Now the neural network described in Apple’s documentation appears very similar to the networks used in face recognition (hat tip to Nicko van Someren for spotting this). So it seems a fair bet that the new software will recognise people whose faces appear in the abuse dataset on which it was trained.

So what will happen when someone’s iPhone flags ten pictures as suspect, and the Apple contractor who looks at them sees an adult with their clothes on? There’s a real chance that they’re either a criminal or a witness, so they’ll have to be reported to the police. In the case of a survivor who was victimised ten or twenty years ago, and whose pictures still circulate in the underground, this could mean traumatic secondary victimisation. It might even be their twin sibling, or a genuine false positive in the form of someone who just looks very much like them. What processes will Apple use to manage this? Not all US police forces are known for their sensitivity, particularly towards minority suspects.

But that’s just the beginning. Apple’s algorithm, NeuralMatch, stores a fingerprint of each image in its training set as a short string called a NeuralHash, so new pictures can easily be added to the list. Once the tech is built into your iPhone, your MacBook and your Apple Watch, and can scan billions of photos a day, there will be pressure to use it for other purposes. The other part of NCMEC’s mission is missing children. Can Apple resist demands to help find runaways? Could Tim Cook possibly be so cold-hearted as to refuse at add Madeleine McCann to the watch list?

After that, your guess is as good as mine. Depending on where you are, you might find your photos scanned for dissidents, religious leaders or the FBI’s most wanted. It also reminds me of the Rasterfahndung in 1970s Germany – the dragnet search of all digital data in the country for clues to the Baader-Meinhof gang. Only now it can be done at scale, and not just for the most serious crimes either.

Finally, there’s adversarial machine learning. Neural networks are fairly easy to fool in that an adversary can tweak images so they’re misclassified. Expect to see pictures of cats (and of Tim Cook) that get flagged as abuse, and gangs finding ways to get real abuse past the system. Apple’s new tech may end up being a distributed person-search machine, rather than a sex-abuse prevention machine.

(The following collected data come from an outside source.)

PR #532, opened 2022-04-21
Fix random_walk change in C-level API

iosonofabio:
`igraph_random_walk`'s API has changes in C, so this is an effort to adapt the Python interface.

not sure what the current C-level segfaults are caused by...

### DIFF
--- a/src/_igraph/convert.c
+++ b/src/_igraph/convert.c
@@ -3825,4 +3825,3 @@ int igraphmodule_PyObject_to_random_tree_t(PyObject *o, igraph_random_tree_t *re
 
   return igraphmodule_PyObject_to_enum_strict(o, random_tree_tt, (int*)result);
 }
-
--- a/src/_igraph/graphobject.c
+++ b/src/_igraph/graphobject.c
@@ -12155,16 +12155,26 @@ PyObject *igraphmodule_Graph_community_leiden(igraphmodule_GraphObject *self,
  */
 PyObject *igraphmodule_Graph_random_walk(igraphmodule_GraphObject * self,
   PyObject * args, PyObject * kwds) {
-  static char *kwlist[] = { "start", "steps", "mode", "stuck", NULL };
-  PyObject *start_o, *mode_o = Py_None, *stuck_o = Py_None, *res;
+  static char *kwlist[] = { "start", "steps", "mode", "stuck", "weights", "return_type", NULL };
+  PyObject *start_o, *mode_o = Py_None, *stuck_o = Py_None, *resv, *rese, *res;
   igraph_integer_t start;
   Py_ssize_t steps = 10;
   igraph_neimode_t mode = IGRAPH_OUT;
   igraph_random_walk_stuck_t stuck = IGRAPH_RANDOM_WALK_STUCK_RETURN;
-  igraph_vector_int_t walk;
+  igraph_vector_t *ws=0;
+  PyObject *weights_o = Py_None;
+  igraph_vector_int_t vertices, edges;
+  static igraphmodule_enum_translation_table_entry_t return_type_tt[] = {
+        {"vertices", 1},
+        {"edges", 2},
+        {"both", 3},
+        {0,0}
+    };
+  int return_type=1;
+  PyObject *return_type_o = Py_None;
 
-  if (!PyArg_ParseTupleAndKeywords(args, kwds, "|OnOO", kwlist, &start_o,
-        &steps, &mode_o, &stuck_o))
+  if (!PyArg_ParseTupleAndKeywords(args, kwds, "|OnOOOO", kwlist, &start_o,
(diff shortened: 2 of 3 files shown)


szhorvat:
I haven't looked at the code, just a tip: build with address sanitizer to see why it crashes. I wrote up detailed instructions a while ago. https://github.com/igraph/igraph/wiki/Using-sanitizers-to-find-bugs

szhorvat:
It would actually be very good to set up a CI workflow that runs the py-igraph test suite with ASan and LSan. However, we need to use a virtualenv which does not have all the optional Python dependencies (especially matplotlib) because LSan finds many leaks in them. We also need to make sure that the test suite passes without optional dependencies (i.e. these tests are just skipped). I think Tamás fixed this recently.

@iosonofabio If you can help me with the Python side, we can set this up together, in a separate PR, then return to this one.

iosonofabio:
I tried following instructions for the sanirizers, and I got:

```
[python-igraph] (random_walk_fix)$ .venv/bin/pytest
============================================================== test session starts ==============================================================
platform linux -- Python 3.10.4, pytest-6.2.5, py-1.11.0, pluggy-1.0.0
rootdir: /home/fabio/university/PI/projects/python-igraph
collected 462 items                                                                                                                             

tests/test_atlas.py .........                                                                                                             [  1%]
tests/test_attributes.py ..............................                                                                                   [  8%]
tests/test_basic.py ....................................................                                                                  [ 19%]
tests/test_bipartite.py ........                                                                                                          [ 21%]
tests/test_cliques.py ............                                                                                                        [ 24%]
tests/test_colortests.py ...........                                                                                                      [ 26%]
tests/test_conversion.py .........                                                                                                        [ 28%]
tests/test_decomposition.py ....................................                                                                          [ 36%]
tests/test_edgeseq.py ................................                                                                                    [ 43%]
tests/test_flow.py .................                                                                                                      [ 46%]
tests/test_foreign.py ......s.....s........                                                                                               [ 51%]
tests/test_games.py ...........                                                                                                           [ 53%]
tests/test_generators.py .................                                                                                                [ 57%]
tests/test_homepage.py ....                                                                                                               [ 58%]
tests/test_indexing.py ....                                                                                                               [ 59%]
tests/test_isomorphism.py ...........                                                                                                     [ 61%]
tests/test_iterators.py .....                                                                                                             [ 62%]
tests/test_layouts.py ......................                                                                                              [ 67%]
tests/test_matching.py .....                                                                                                              [ 68%]
tests/test_operators.py ...............................                                                                                   [ 75%]
tests/test_rng.py ...                                                                                                                     [ 75%]
tests/test_separators.py .....                                                                                                            [ 76%]
tests/test_spectral.py ..                                                                                                                 [ 77%]
tests/test_structural.py ................................................                                                                 [ 87%]
tests/test_unicode_issues.py ..                                                                                                           [ 88%]
tests/test_vertexseq.py .............................                                                                                     [ 94%]
tests/test_walks.py Fatal Python error: Segmentation fault

Thread 0xSegmentation fault (core dumped)
```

Such a technology requires public scrutiny, and as the possession of child sex abuse images is a strict-liability offence, academics cannot work with them. While the crooks will dig out NeuralMatch from their devices and play with it, we cannot. It is possible in theory for Apple to get NeuralMatch to ignore faces; for example, it could blur all the faces in the training data, as Google does for photos in Street View. But they haven’t claimed they did that, and if they did, how could we check? Apple should therefore publish full details of NeuralMatch plus a set of NeuralHash values trained on a public dataset with which we can legally work. It also needs to explain how the system it deploys was tuned and tested; and how dragnet searches of people’s photo libraries will be restricted to those conducted by court order so that they are proportionate, necessary and in accordance with the law. If that cannot be done, the technology must be abandoned.

A new way to detect ‘deepfake’ picture editing

Common graphics software now offers powerful tools for inpainting – using machine-learning models to reconstruct missing pieces of an image. They are widely used for picture editing and retouching, but like many sophisticated tools they can also be abused. They can remove someone from a picture of a crime scene, or remove a watermark from a stock photo. Could we make such abuses more difficult?

We introduce Markpainting, which uses adversarial machine-learning techniques to fool the inpainter into making its edits evident to the naked eye. An image owner can modify their image in subtle ways which are not themselves very visible, but will sabotage any attempt to inpaint it by adding visible information determined in advance by the markpainter.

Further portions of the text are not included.